On Robustness of Principal Component Regression

TL;DR

This paper demonstrates that principal component regression (PCR) is robust to noisy, missing, and mixed data types, providing finite-sample analysis and connecting it to robust synthetic control methods, with implications for privacy and matrix estimation.

Contribution

It establishes PCR's robustness without modifications, links it to robust synthetic control, and advances HSVT analysis with stronger norm guarantees.

Findings

PCR is equivalent to linear regression after HSVT preprocessing.

PCR's robustness allows it to handle noisy and transformed covariates.

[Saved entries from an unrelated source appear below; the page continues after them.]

PR #1489, opened 2025-06-20
Pin SeaORM version to "~1.1"

billy1624:
Hello Loco team, we're about to release SeaORM 1.2. It's a good idea to pin SeaORM dependency to "~1.1" to avoid auto upgrade.


kaplanelad:
@billy1624 Please correct me if I'm wrong, but if I specify 1.1.0 in Cargo.toml, only patch versions will be allowed (e.g., 1.1.x), and it will never automatically upgrade to 1.2.x. So pinning to 1.1.0 effectively prevents bumping to 1.2.x.

billy1624:
No, 1.1.0 will auto upgrade to 1.x

https://doc.rust-lang.org/cargo/reference/specifying-dependencies.html#version-requirement-syntax

```
1.2.3  :=  >=1.2.3, <2.0.0
1.2    :=  >=1.2.0, <2.0.0
1      :=  >=1.0.0, <2.0.0
0.2.3  :=  >=0.2.3, <0.3.0
0.2    :=  >=0.2.0, <0.3.0
0.0.3  :=  >=0.0.3, <0.0.4
0.0    :=  >=0.0.0, <0.1.0
0      :=  >=0.0.0, <1.0.0
```

~1.1 will do the trick

```
~1.2.3  := >=1.2.3, <1.3.0
~1.2    := >=1.2.0, <1.3.0
~1      := >=1.0.0, <2.0.0
```

DenuxPlays:
Quick question.
A minor version should introduce breaking changes why do we need to pin it?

Finite-sample analysis of robust synthetic control is provided.

Abstract

Principal component regression (PCR) is a simple, but powerful and ubiquitously utilized method. Its effectiveness is well established when the covariates exhibit low-rank structure. However, its ability to handle settings with noisy, missing, and mixed-valued, i.e., discrete and continuous, covariates is not understood and remains an important open challenge. As the main contribution of this work we establish the robustness of PCR, without any change, in this respect and provide meaningful finite-sample analysis. To do so, we establish that PCR is equivalent to performing linear regression after pre-processing the covariate matrix via hard singular value thresholding (HSVT). As a result, in the context of counterfactual analysis using observational data, we show PCR is equivalent to the recently proposed robust variant of the synthetic control method, known as robust synthetic control (RSC). As an immediate consequence, we obtain finite-sample analysis of the RSC estimator that was previously absent. As an important contribution to the synthetic controls literature, we establish that an (approximate) linear synthetic control exists in the setting of a generalized factor model or latent variable model; traditionally in the literature, the existence of a synthetic control needs to be assumed to exist as an axiom. We further discuss a surprising implication of the robustness property of PCR with respect to noise, i.e., PCR can learn a good predictive model even if the covariates are tactfully transformed to preserve differential privacy. Finally, this work advances the state-of-the-art analysis for HSVT by establishing stronger guarantees with respect to the $\ell_{2, \infty}$-norm rather than the Frobenius norm as is commonly done in the matrix estimation literature, which may be of interest in its own right.